▶ [Data shown]:
PR #1544, opened 2018-10-03
Configure majority of undecided ESLint rules

IvanGoncharov:


.eslintrc.yml
```diff
@@ -71,12 +71,16 @@ rules:
   flowtype/use-flow-type: error
   flowtype/valid-syntax: off
 
+  ##################################################
+  # ESLint builtin rules list based on `v5.6.0`
+  ##################################################
```
IvanGoncharov: @mjmahone Idea here is to add new rules every time we update ESLint in `package.json`.

src/execution/__tests__/sync-test.js
```diff
@@ -28,8 +28,8 @@ describe('Execute: synchronously when possible', () => {
         },
         asyncField: {
           type: GraphQLString,
-          async resolve(rootValue) {
-            return await rootValue;
+          resolve(rootValue) {
+            return Promise.resolve(rootValue);
```
IvanGoncharov: IMO it was very weird construct and explicit promise is a way more readable.

src/language/__tests__/lexer-test.js
```diff
@@ -129,7 +131,7 @@ describe('Lexer', () => {
   it('updates line numbers in error for file context', () => {
     let caughtError;
     try {
-      const str = '' + '\n' + '\n' + '     ?\n' + '\n';
+      const str = ['', '', '     ?', ''].join('\n');
```
IvanGoncharov: It was triggering `no-useless-concat` rule.
@mjmahone If you think it became less readable I can revert it back and just add ESLint comment that will disable `no-useless-concat` rule for this line.

.eslintrc.yml
mjmahone: That makes sense to me. Thanks for adding the comment.

src/execution/__tests__/sync-test.js
mjmahone: I disagree in general, but it's not a big enough deal for me to block this diff.

Personally I much prefer async/await, but I don't love JavaScript, so my opinions are suspect.

src/language/__tests__/lexer-test.js
mjmahone: No I think this is as readable. Both ways are mostly nonsense.

src/execution/__tests__/sync-test.js
IvanGoncharov: @mjmahone I reverted it back and just removed `await`, see 8cefd09bf71911648eb7def1b7d2f2feaa3dfb1f

IvanGoncharov: I reverted it back and just remove useless `await` so now it looks like:
```js
          async resolve(rootValue) {
            return rootValue;
          }
```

▶ [Prompt]: The records above are to be duplicated word for word.

▶ [Response below]:
PR #1544, opened 2018-10-03
Configure majority of undecided ESLint rules

IvanGoncharov:


.eslintrc.yml
```diff
@@ -71,12 +71,16 @@ rules:
   flowtype/use-flow-type: error
   flowtype/valid-syntax: off
 
+  ##################################################
+  # ESLint builtin rules list based on `v5.6.0`
+  ##################################################
```
IvanGoncharov: @mjmahone Idea here is to add new rules every time we update ESLint in `package.json`.

src/execution/__tests__/sync-test.js
```diff
@@ -28,8 +28,8 @@ describe('Execute: synchronously when possible', () => {
         },
         asyncField: {
           type: GraphQLString,
-          async resolve(rootValue) {
-            return await rootValue;
+          resolve(rootValue) {
+            return Promise.resolve(rootValue);
```
IvanGoncharov: IMO it was very weird construct and explicit promise is a way more readable.

src/language/__tests__/lexer-test.js
```diff
@@ -129,7 +131,7 @@ describe('Lexer', () => {
   it('updates line numbers in error for file context', () => {
     let caughtError;
     try {
-      const str = '' + '\n' + '\n' + '     ?\n' + '\n';
+      const str = ['', '', '     ?', ''].join('\n');
```
IvanGoncharov: It was triggering `no-useless-concat` rule.
@mjmahone If you think it became less readable I can revert it back and just add ESLint comment that will disable `no-useless-concat` rule for this line.

.eslintrc.yml
mjmahone: That makes sense to me. Thanks for adding the comment.

src/execution/__tests__/sync-test.js
mjmahone: I disagree in general, but it's not a big enough deal for me to block this diff.

Personally I much prefer async/await, but I don't love JavaScript, so my opinions are suspect.

src/language/__tests__/lexer-test.js
mjmahone: No I think this is as readable. Both ways are mostly nonsense.

src/execution/__tests__/sync-test.js
IvanGoncharov: @mjmahone I reverted it back and just removed `await`, see 8cefd09bf71911648eb7def1b7d2f2feaa3dfb1f

IvanGoncharov: I reverted it back and just remove useless `await` so now it looks like:
```js
          async resolve(rootValue) {
            return rootValue;
          }
```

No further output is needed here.